Start with a Plan
Tailoring for Your Needs
The first step in managing your forest effectively is to define your goals or vision for your property. Goals are general statements and should correspond with what you feel is necessary to communicate your vision for your property. Whatever your goals, they are based on your personal values and needs.
A registered professional forester understands your goals and your property and can help tailor a plan to meet your vision.
"Long term visions for forestry are needed because of the time frames involved...thirty years from a seedling to a merchantable tree. That's not a one shot deal, it's an ongoing process."
Erik Jensen, Registered Professional Forester
Introduction to Forest Management
University of California Cooperative Extension Specialist Rick Standiford provides an introduction to Forest Management and explains why forest stewardship starts with a plan.
"It's very precious, (this property) has many attributes that are absolutely lovely, and I am very grateful to be part of the process in achieving the improvement to the property."
Margaret Perry, Landowner, Mendocino County
Why create a stewardship plan?
Your stewardship plan is the blueprint that guides the management of your property.
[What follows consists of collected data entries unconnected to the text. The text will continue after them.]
PR #816, opened 2021-07-10
Remember window dimensions #622

bbli:
I couldn't figure out how to reopen the previous pull request(#665), so I just made a new one lol. Anyways, after the refactor done in #806, it looks like I can just check for the previous window setting while setting up global DEFAULT_WINDOW_GEOMETRY variable?

- [x] Feature

- [x] No

### DIFF
--- a/src/settings/window_geometry.rs
+++ b/src/settings/window_geometry.rs
@@ -12,13 +12,13 @@ pub struct WindowGeometry {
 }
 
 #[cfg(unix)]
-const SETTINGS_PATH_EXTENSION: &str = ".local/share/nvim/neovide-settings.json";
+const SETTINGS_PATH: &str = ".local/share/nvim/neovide-settings.json";
 #[cfg(windows)]
-const SETTINGS_PATH_EXTENSION: &str = "AppData/Local/nvim-data/neovide-settings.json";
+const SETTINGS_PATH: &str = "AppData/Local/nvim-data/neovide-settings.json";
 
 fn neovim_std_datapath() -> PathBuf {
     let mut settings_path = dirs::home_dir().unwrap();
-    settings_path.push(SETTINGS_PATH_EXTENSION);
+    settings_path.push(SETTINGS_PATH);
     settings_path
 }
 
@@ -26,10 +26,10 @@ pub fn try_to_load_last_window_size() -> Result<WindowGeometry, String> {
     let settings_path = neovim_std_datapath();
     let serialized_size = std::fs::read_to_string(&settings_path).map_err(|e| e.to_string())?;
 
-    let saved_window_size: WindowGeometry =
+    let deserialize_size: WindowGeometry =
         serde_json::from_str(&serialized_size).map_err(|e| e.to_string())?;
-    log::debug!("Loaded Window Size: {:?}", saved_window_size);
-    Ok(saved_window_size)
+    log::debug!("Loaded Window Size: {:?}", deserialize_size);
+    Ok(deserialize_size)
 }
 pub const DEFAULT_WINDOW_GEOMETRY: WindowGeometry = WindowGeometry {
     width: 100,
@@ -50,9 +50,9 @@ pub fn maybe_save_window_size(window_size: PhysicalSize<u32>, renderer: &Rendere
     };
 
     let settings_path = neovim_std_datapath();
-    let se = serde_json::to_string(&saved_window_size).unwrap();
-    //log::debug!("Saved Window Size: {}", se);
-    std::fs::write(settings_path, se).unwrap();
+    let serialized_size = serde_json::to_string(&saved_window_size).unwrap();
+    log::debug!("Saved Window Size: {}", serialized_size);
+    std::fs::write(settings_path, serialized_size).unwrap();
 }
 
 pub fn parse_window_geometry(geometry: Option<String>) -> Result<WindowGeometry, String> {
--- a/src/settings/window_geometry.rs
+++ b/src/settings/window_geometry.rs
@@ -26,9 +26,10 @@ pub fn try_to_load_last_window_size() -> Result<WindowGeometry, String> {
     let settings_path = neovim_std_datapath();
     let serialized_size = std::fs::read_to_string(&settings_path).map_err(|e| e.to_string())?;
 
-    let de: WindowGeometry = serde_json::from_str(&serialized_size).map_err(|e| e.to_string())?;
-    log::debug!("Loaded Window Size: {:?}", de);
-    Ok(de)
+    let saved_window_size: WindowGeometry =
+        serde_json::from_str(&serialized_size).map_err(|e| e.to_string())?;
+    log::debug!("Loaded Window Size: {:?}", saved_window_size);
+    Ok(saved_window_size)
 }
 pub const DEFAULT_WINDOW_GEOMETRY: WindowGeometry = WindowGeometry {
     width: 100,
--- a/src/settings/window_geometry.rs
+++ b/src/settings/window_geometry.rs
@@ -2,61 +2,49 @@ use crate::renderer::Renderer;
 use crate::settings::SETTINGS;
 use crate::window::WindowSettings;
 use glutin::dpi::PhysicalSize;
+use serde::{Deserialize, Serialize};
 use std::path::PathBuf;
 
-#[derive(Debug, Clone, Copy)]
+#[derive(Debug, Clone, Copy, Serialize, Deserialize)]
 pub struct WindowGeometry {
     pub width: u64,
     pub height: u64,
 }
 
-pub fn try_to_load_last_window_size() -> Result<WindowGeometry, String> {
+#[cfg(unix)]
+const SETTINGS_PATH_EXTENSION: &str = ".local/share/nvim/neovide-settings.json";
+#[cfg(windows)]
+const SETTINGS_PATH_EXTENSION: &str = "AppData/Local/nvim-data/neovide-settings.json";
+
+fn neovim_std_datapath() -> PathBuf {
     let mut settings_path = dirs::home_dir().unwrap();
-    settings_path.push(".local/share/nvim/neovide-settings.txt");
+    settings_path.push(SETTINGS_PATH_EXTENSION);
+    settings_path
+}
+
+pub fn try_to_load_last_window_size() -> Result<WindowGeometry, String> {
+    let settings_path = neovim_std_datapath();
     let serialized_size = std::fs::read_to_string(&settings_path).map_err(|e| e.to_string())?;
 
-    let de: PhysicalSize<u32> =
-        serde_json::from_str(&serialized_size).map_err(|e| e.to_string())?;
+    let de: WindowGeometry = serde_json::from_str(&serialized_size).map_err(|e| e.to_string())?;
     log::debug!("Loaded Window Size: {:?}", de);
-    Ok(WindowGeometry {
-        width: de.width as u64,
-        height: de.height as u64,
-    })
+    Ok(de)
 }
-#[cfg(unix)]
-fn neovim_std_datapath() -> PathBuf {
-    let mut settings_path = dirs::home_dir().unwrap();
-    settings_path.push(".local/share/nvim/neovide-settings.txt");
-    settings_path
-}
-#[cfg(windows)]
-fn neovim_std_datapath() -> PathBuf {
-    let mut settings_path = dirs::home_dir().unwrap();
-    settings_path.push("AppData/Local/nvim-data/neovide-settings.txt");
-    settings_path
-}
-
-const PRIVATE_WINDOW_GEOMETRY: WindowGeometry = WindowGeometry {
+pub const DEFAULT_WINDOW_GEOMETRY: WindowGeometry = WindowGeometry {
     width: 100,
     height: 50,
 };
 
-lazy_static! {
-    pub static ref DEFAULT_WINDOW_GEOMETRY: WindowGeometry = try_to_load_last_window_size()
-        .or::<String>(Ok(PRIVATE_WINDOW_GEOMETRY))
-        .unwrap();
-}
-
 pub fn maybe_save_window_size(window_size: PhysicalSize<u32>, renderer: &Renderer) {
-    let saved_window_size = if SETTINGS.get::<WindowSettings>().remember_dimension {
-        PhysicalSize::<u32> {
-            width: (window_size.width as f32 / renderer.font_width as f32) as u32,
-            height: (window_size.height as f32 / renderer.font_height as f32) as u32,
+    let saved_window_size = if SETTINGS.get::<WindowSettings>().remember_window_size {
+        WindowGeometry {
+            width: (window_size.width as f32 / renderer.font_width as f32) as u64,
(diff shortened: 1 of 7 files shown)


src/window/settings.rs
```diff
@@ -8,6 +8,7 @@ pub struct WindowSettings {
     pub fullscreen: bool,
     pub iso_layout: bool,
     pub scroll_dead_zone: f32,
+    pub remember_dimension: bool,
```
last-partizan, line 11:
```suggestion
    pub remember_window_size: bool,
```

src/settings/window_geometry.rs
```diff
@@ -1,16 +1,73 @@
...
+    settings_path
+}
+#[cfg(windows)]
+fn neovim_std_datapath() -> PathBuf {
+    let mut settings_path = dirs::home_dir().unwrap();
+    settings_path.push("AppData/Local/nvim-data/neovide-settings.txt");
+    settings_path
+}
+
+const PRIVATE_WINDOW_GEOMETRY: WindowGeometry = WindowGeometry {
```
last-partizan, line 39: I think it's better to leave this as `DEFAULT_WINDOW_GEOMETRY`, and make it private.

And instead of lazy static, make function `get_default_window_geometry`, and use it in settings.

src/settings/window_geometry.rs
```diff
@@ -1,16 +1,73 @@
...
+use std::path::PathBuf;
+
+#[derive(Debug, Clone, Copy)]
 pub struct WindowGeometry {
     pub width: u64,
     pub height: u64,
 }
 
-pub const DEFAULT_WINDOW_GEOMETRY: WindowGeometry = WindowGeometry {
+pub fn try_to_load_last_window_size() -> Result<WindowGeometry, String> {
```
last-partizan, line 13: I think it's better to rename this to `maybe_load_saved_window_size`.

src/settings/window_geometry.rs
```diff
@@ -1,16 +1,73 @@
...
+    let mut settings_path = dirs::home_dir().unwrap();
```
last-partizan, line 14: This should use neovim_std_datapath

src/settings/window_geometry.rs
```diff
@@ -1,16 +1,73 @@
...
+
+pub fn maybe_save_window_size(window_size: PhysicalSize<u32>, renderer: &Renderer) {
+    let saved_window_size = if SETTINGS.get::<WindowSettings>().remember_dimension {
+        PhysicalSize::<u32> {
+            width: (window_size.width as f32 / renderer.font_width as f32) as u32,
+            height: (window_size.height as f32 / renderer.font_height as f32) as u32,
+        }
+    } else {
+        PhysicalSize::<u32> {
+            width: PRIVATE_WINDOW_GEOMETRY.width as u32,
```
last-partizan, line 58: I don't think we should save default values.

If remember_window_size is false, this function should do nothing.

src/settings/window_geometry.rs
```diff
@@ -1,16 +1,73 @@
...
 
+lazy_static! {
+    pub static ref DEFAULT_WINDOW_GEOMETRY: WindowGeometry = try_to_load_last_window_size()
+        .or::<String>(Ok(PRIVATE_WINDOW_GEOMETRY))
+        .unwrap();
+}
+
+pub fn maybe_save_window_size(window_size: PhysicalSize<u32>, renderer: &Renderer) {
+    let saved_window_size = if SETTINGS.get::<WindowSettings>().remember_dimension {
+        PhysicalSize::<u32> {
```
last-partizan, line 52: Better make this WindowGeometry.

last-partizan (changes requested):

src/settings/window_geometry.rs
```diff
@@ -1,16 +1,73 @@
...
+    log::debug!("Loaded Window Size: {:?}", de);
+    Ok(WindowGeometry {
+        width: de.width as u64,
+        height: de.height as u64,
+    })
+}
+#[cfg(unix)]
+fn neovim_std_datapath() -> PathBuf {
+    let mut settings_path = dirs::home_dir().unwrap();
+    settings_path.push(".local/share/nvim/neovide-settings.txt");
```
last-partizan, line 29: Let's store this in const outside of function, so we don't have to repeat function two times.

And let's use '.json' as extension.

src/settings/window_geometry.rs
bbli: The problem with that is that after the user changes the "remember_window_size" variable back to false, neovide will still use the previously saved window setting instead of the default.

last-partizan: Oh, i see.

And we probably can't check that variable here, becouse remember_window_size is not initialized at the moment of reading cmdline settings?

Maybe it's better to move it to env variable for the start, and then if it works fine, remove variable and just do that by default. Other apps just do it that way.

Let's wait what @Kethku has to say about this.

src/settings/window_geometry.rs
bbli: Yeah sounds good. I think I chose to do that because previously the parsing window geometry function was called in multiple places in the codebase.

src/settings/window_geometry.rs
bbli: It has different semantics from `maybe_save_window_size` though. There, we either save or not save, whereas in `try_to_load_last_window_size` we always load, except that the loading may fail

src/settings/window_geometry.rs
bbli: ohh yeah, thanks for catching that!

src/settings/window_geometry.rs
bbli: The issue with that approach is if the user changes `remember_window_size` back to false, they will still get the previously saved window size instead of the default upon restart.

src/settings/window_geometry.rs
bbli: Kk

src/settings/window_geometry.rs
last-partizan: But it's better to make it behave just as `maybe_save_window_size`, check the flag, maybe load.

bbli: Ohh so while that would be ideal, the flag won't be set before this function gets called, as you have mentioned in our discussion below.

src/settings/window_geometry.rs
```diff
@@ -1,16 +1,63 @@
...
+#[derive(Debug, Clone, Copy, Serialize, Deserialize)]
 pub struct WindowGeometry {
     pub width: u64,
     pub height: u64,
 }
 
+#[cfg(unix)]
+const SETTINGS_PATH_EXTENSION: &str = ".local/share/nvim/neovide-settings.json";
+#[cfg(windows)]
+const SETTINGS_PATH_EXTENSION: &str = "AppData/Local/nvim-data/neovide-settings.json";
```
Kethku, line 17: Should we use something like the dirs package https://docs.rs/dirs/3.0.2/dirs/fn.data_dir.html? It adds a dependency (whats another one right 😂) but at least this way we don't have to have platform specific strings...

Kethku: An a related point, why for unix is it nvim when on windows its nvim-data?

src/settings/window_geometry.rs
```diff
@@ -1,16 +1,63 @@
...
+use serde::{Deserialize, Serialize};
+use std::path::PathBuf;
+
+#[derive(Debug, Clone, Copy, Serialize, Deserialize)]
 pub struct WindowGeometry {
     pub width: u64,
     pub height: u64,
 }
 
+#[cfg(unix)]
```
Kethku, line 14: The feature of a persistent neovide settings file is interesting. Couple of questions (none blocking this):

1. Should it be user readable and documented? Maybe this could be a more approachable way/place to specify multigrid/other features which can't be represented in the neovim config?
2. It feels more general purpose than just window size and sort fits somewhere in the settings module. Would it make sense to expose in a more general way for the rest of the components?

src/settings/window_geometry.rs
```diff
@@ -1,16 +1,63 @@
...
+    let mut settings_path = dirs::home_dir().unwrap();
+    settings_path.push(SETTINGS_PATH_EXTENSION);
+    settings_path
+}
+
+pub fn try_to_load_last_window_size() -> Result<WindowGeometry, String> {
+    let settings_path = neovim_std_datapath();
+    let serialized_size = std::fs::read_to_string(&settings_path).map_err(|e| e.to_string())?;
+
+    let de: WindowGeometry = serde_json::from_str(&serialized_size).map_err(|e| e.to_string())?;
```
Kethku, line 29: nit: although it makes sense that de represents deserialized value. I try to avoid single or double character variable names. Its not that much more effort to write it out, and I think it makes the codebase more approachable.

src/settings/window_geometry.rs
bbli: nvim_datapath

According to the nvim help manual, that's what they chose the paths to be lol.

Look like using the dirs package will produce a separate save location compared to the manual. But like I said in the previous pull request, it's just a soft dependency, so I'm fine with either method.

src/settings/window_geometry.rs
bbli: kk will fix

src/settings/window_geometry.rs
bbli: > Should it be user readable and documented?
> which can't be represented in the neovim config
Ohh, so sorta as a way to set "defaults" for the command line arguments? Depending on the most common usecase, perhaps put this into a separate file. Do we want "defaults" to take priority or "last adjusted settings"?

> It feels more general purpose than just window size
> Would it make sense to expose in a more general way for the rest of the components?
Ohh yeah definitively!  Without more concrete things to save, I am not sure how to get started programming this in general though. An issue that may arise is having access to all nesscary objects at time of exit. Right now, I'm relying on the fact that the `window_wrapper` object is conveniently in scope during the exit.

Kethku: Ok I think it makes sense to just merge this as is. Was just brainstorming a bit

src/settings/window_geometry.rs
Kethku: Welp looks like theres not really a better way to do this, so just merging as is

src/settings/window_geometry.rs
Kethku: I think I'm fine with this behavior until we restructure the app to wait for the neovim connection before popping the window.

Kethku:
@last-partizan I think this is fine to merge, but I'll defer to your active review. Let me know if you think this is ready

src/settings/window_geometry.rs
```diff
@@ -1,16 +1,64 @@
...
+        }
+    } else {
+        WindowGeometry {
+            width: DEFAULT_WINDOW_GEOMETRY.width as u64,
+            height: DEFAULT_WINDOW_GEOMETRY.height as u64,
+        }
+    };
+
+    let settings_path = neovim_std_datapath();
+    let se = serde_json::to_string(&saved_window_size).unwrap();
```
last-partizan, line 53: It's better to use full variable name here.

src/settings/window_geometry.rs
```diff
@@ -1,16 +1,64 @@
...
+    //log::debug!("Saved Window Size: {}", se);
```
last-partizan, line 54:
```suggestion
    log::debug!("Saved Window Size: {}", se);
```

Maybe remove both, or leave both log:debug? no need to leave it commented.

src/settings/window_geometry.rs
```diff
@@ -1,16 +1,64 @@
...
+use std::path::PathBuf;
+
+#[derive(Debug, Clone, Copy, Serialize, Deserialize)]
 pub struct WindowGeometry {
     pub width: u64,
     pub height: u64,
 }
 
+#[cfg(unix)]
+const SETTINGS_PATH_EXTENSION: &str = ".local/share/nvim/neovide-settings.json";
```
last-partizan, line 15: This is not "extension", it's just settings_path.

```suggestion
const SETTINGS_PATH: &str = ".local/share/nvim/neovide-settings.json";
```

last-partizan (changes requested):

src/settings/window_geometry.rs
bbli: ohh yeah, I should have caught this after Kethku mentioned it above.

src/settings/window_geometry.rs
bbli: Kk

src/settings/window_geometry.rs
bbli: Hmm sorta? I already have a variable called `settings_path` defined in
https://github.com/Kethku/neovide/pull/816/files#diff-ccd3e532d23ff949faa2bcac192d9441254cd1dbeedb5aebff2214f824f8def0R19-R23

which appends the above string to the home directory to create the absolute path.

last-partizan: I think that's fine.

last-partizan: (i mean, having local settings_path variable and global SETTINGS_PATH with same name, so, change it)

bbli: ohh ok. Yea, sure let me do that.

last-partizan (approved):
Looks good to me.

@Kethku i think this can be merged.

clason:
Hmm, that doesn't seem to work for me on macOS; windows always open at default size, and `neovide-settings.json` are always `{"width":100,"height":50}`

Am I doing something wrong? (And is Neovim's config directory the right place? Shouldn't neovide have its own data directory?)

clason:
Also, is Neovim's data directory the right place? Shouldn't neovide have its own data directory? And consistently use these settings for configuration (Font, VFX etc.)?

I feel like this new config file was a bit snuck in under the radar here ;)

bbli:
Ohh yeah, forgot to put documentation of this in the README :sweat_smile: . Remembering the window dimensions is turned off by default. If you add `let neovide_remember_window_size = 1` in your vimrc/init.vim, it should work.

bbli:
@Kethku , should I write this up in the README or the wiki?

Kethku:
I think probably the wiki. We can point people in that direction if needed

Kethku:
@clason I'm interested in this feedback. Are you saying neovide shouldn't create a persistence file, should only create a persistence file if the setting is set, or should create the file and allow users to customize it?

clason:
I'm saying:

* neovide _should_ create the file
* neovide should create the file in its _own_ data directory (rather than neovim's)
* neovide should (optionally) use this file for configuration instead of `[g]init.vim`

The last point is maybe a bit controversial as it mixes storage and config, but 

* since it's JSON it should be safe to write as well as read
* you can use it for manually setting the geometry if the persistent setting is not set (and if it is, you are _asking_ for neovide to override the geometry)

bbli:
> The last point is maybe a bit controversial as it mixes storage and config
Hmm yeah, perhaps have two files then, one for storage and for configuration? 

Also @Kethku , do I need permission to edit the wiki? It says "Permission denied" when I try to push

Kethku:
@bbli I just sent you an invite. Let me know if that doesn't work

bbli:
yup, works fine now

Analogous to a business plan for your forest, it helps you define where you are, where you want to go, and how best to get there. You can use your stewardship plan as the basis for applying for funding and preparing timber harvest plans. Although each of these requires its own set of information presented in a particular way, much of the information will be available at your fingertips from your stewardship plan. A stewardship plan can also be of assistance to any professionals you consult to help with bank loans, timber management planning, and the like.
What if my goals change?
Nothing in a stewardship plan is set in stone; this is simply your own personal guide to your goals. As conditions change—in your life, in your goals, on your property, in the economy—you may want to adjust the plan accordingly. It is a good idea to revisit the stewardship plan on a regular basis, perhaps once a year, to keep the plan current and your management activities on track.
what type of plan should i use?
There are a lot of 'plans'. Sometimes the terms are used interchangeably. The California Cooperative Forest Management Plan (CCFMP) is required if you are considering applying for cost-share funds. However, a plan can be as simple or as complex as you need, depending on your goals and objectives. If it is just for you, it doesn’t need to be signed by an Registered Professional Forester (RPF). If it is for cost-share programs, it needs to be signed by an RPF. Timber Harvest Plans (THPs) and Non-Industrial Timber Management Plans (NTMPs) are permits that include CEQA documents and must be signed by a professional. A THP and a NTMP are more detailed plans that permits harvest under prescribed rules.